About this task:
Line count for "pull": give how many lines in the data below contain it, with no other words.

◆ ◆ ◆ ◆ ◆ ◆ ◆

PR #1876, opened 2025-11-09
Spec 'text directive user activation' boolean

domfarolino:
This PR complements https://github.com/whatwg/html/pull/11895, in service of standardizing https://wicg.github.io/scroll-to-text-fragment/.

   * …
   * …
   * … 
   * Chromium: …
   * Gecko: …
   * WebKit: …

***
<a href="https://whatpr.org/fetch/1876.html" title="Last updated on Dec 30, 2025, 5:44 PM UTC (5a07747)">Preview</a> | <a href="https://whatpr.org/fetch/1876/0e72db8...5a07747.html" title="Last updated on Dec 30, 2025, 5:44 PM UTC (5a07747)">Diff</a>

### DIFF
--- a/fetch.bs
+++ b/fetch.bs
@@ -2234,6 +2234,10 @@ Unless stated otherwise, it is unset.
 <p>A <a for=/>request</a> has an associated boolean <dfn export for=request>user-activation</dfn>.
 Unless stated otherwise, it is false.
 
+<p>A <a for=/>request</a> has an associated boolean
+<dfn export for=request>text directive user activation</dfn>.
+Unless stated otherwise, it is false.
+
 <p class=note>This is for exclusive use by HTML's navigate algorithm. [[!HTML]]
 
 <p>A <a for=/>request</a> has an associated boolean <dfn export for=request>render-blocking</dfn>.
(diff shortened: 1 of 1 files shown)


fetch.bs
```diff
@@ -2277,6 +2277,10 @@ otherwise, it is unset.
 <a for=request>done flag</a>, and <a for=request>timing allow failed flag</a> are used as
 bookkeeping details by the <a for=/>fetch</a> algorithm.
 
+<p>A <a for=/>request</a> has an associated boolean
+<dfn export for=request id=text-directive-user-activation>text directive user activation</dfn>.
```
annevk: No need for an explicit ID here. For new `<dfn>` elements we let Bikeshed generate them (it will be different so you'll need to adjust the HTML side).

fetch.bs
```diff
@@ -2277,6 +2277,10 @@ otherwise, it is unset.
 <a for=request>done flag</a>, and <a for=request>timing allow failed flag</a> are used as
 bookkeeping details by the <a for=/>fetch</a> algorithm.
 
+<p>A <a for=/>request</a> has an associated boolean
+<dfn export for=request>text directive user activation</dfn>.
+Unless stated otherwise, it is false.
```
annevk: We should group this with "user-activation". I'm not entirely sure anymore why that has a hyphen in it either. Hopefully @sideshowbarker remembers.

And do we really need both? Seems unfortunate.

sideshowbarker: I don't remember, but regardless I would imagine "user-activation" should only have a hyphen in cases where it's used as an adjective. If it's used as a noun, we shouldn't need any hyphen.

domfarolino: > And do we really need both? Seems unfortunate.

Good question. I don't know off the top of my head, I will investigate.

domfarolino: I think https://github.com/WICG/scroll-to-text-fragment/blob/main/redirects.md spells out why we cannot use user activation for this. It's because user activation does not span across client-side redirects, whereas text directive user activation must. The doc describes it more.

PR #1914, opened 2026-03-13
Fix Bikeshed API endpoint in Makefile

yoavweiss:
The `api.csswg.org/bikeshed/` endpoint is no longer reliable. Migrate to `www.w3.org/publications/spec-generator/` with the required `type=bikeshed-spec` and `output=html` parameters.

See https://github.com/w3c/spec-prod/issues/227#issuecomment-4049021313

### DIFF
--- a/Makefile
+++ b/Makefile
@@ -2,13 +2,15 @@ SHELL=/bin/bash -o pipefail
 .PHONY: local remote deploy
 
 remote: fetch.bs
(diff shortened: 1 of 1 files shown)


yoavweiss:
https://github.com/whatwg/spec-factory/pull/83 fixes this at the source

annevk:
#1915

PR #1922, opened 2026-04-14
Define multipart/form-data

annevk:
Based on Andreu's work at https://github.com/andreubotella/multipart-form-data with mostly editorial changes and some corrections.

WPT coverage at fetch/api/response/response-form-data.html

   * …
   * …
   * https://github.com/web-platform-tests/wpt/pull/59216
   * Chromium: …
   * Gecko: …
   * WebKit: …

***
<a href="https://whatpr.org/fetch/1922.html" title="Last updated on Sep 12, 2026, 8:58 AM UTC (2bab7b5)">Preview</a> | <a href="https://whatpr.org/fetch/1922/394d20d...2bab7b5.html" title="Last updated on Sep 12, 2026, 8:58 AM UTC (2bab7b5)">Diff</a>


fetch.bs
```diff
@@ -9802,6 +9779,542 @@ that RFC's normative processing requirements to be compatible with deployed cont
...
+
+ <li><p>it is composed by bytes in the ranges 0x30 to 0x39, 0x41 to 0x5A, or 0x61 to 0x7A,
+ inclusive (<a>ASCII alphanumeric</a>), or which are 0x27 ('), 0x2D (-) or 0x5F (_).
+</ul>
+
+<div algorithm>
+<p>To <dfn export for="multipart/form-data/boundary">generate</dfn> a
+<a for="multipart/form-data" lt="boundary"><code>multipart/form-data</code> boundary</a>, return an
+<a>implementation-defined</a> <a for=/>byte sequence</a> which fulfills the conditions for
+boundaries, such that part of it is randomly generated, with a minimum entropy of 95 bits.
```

◆ ◆ ◆ ◆ ◆ ◆ ◆

Completed task:
3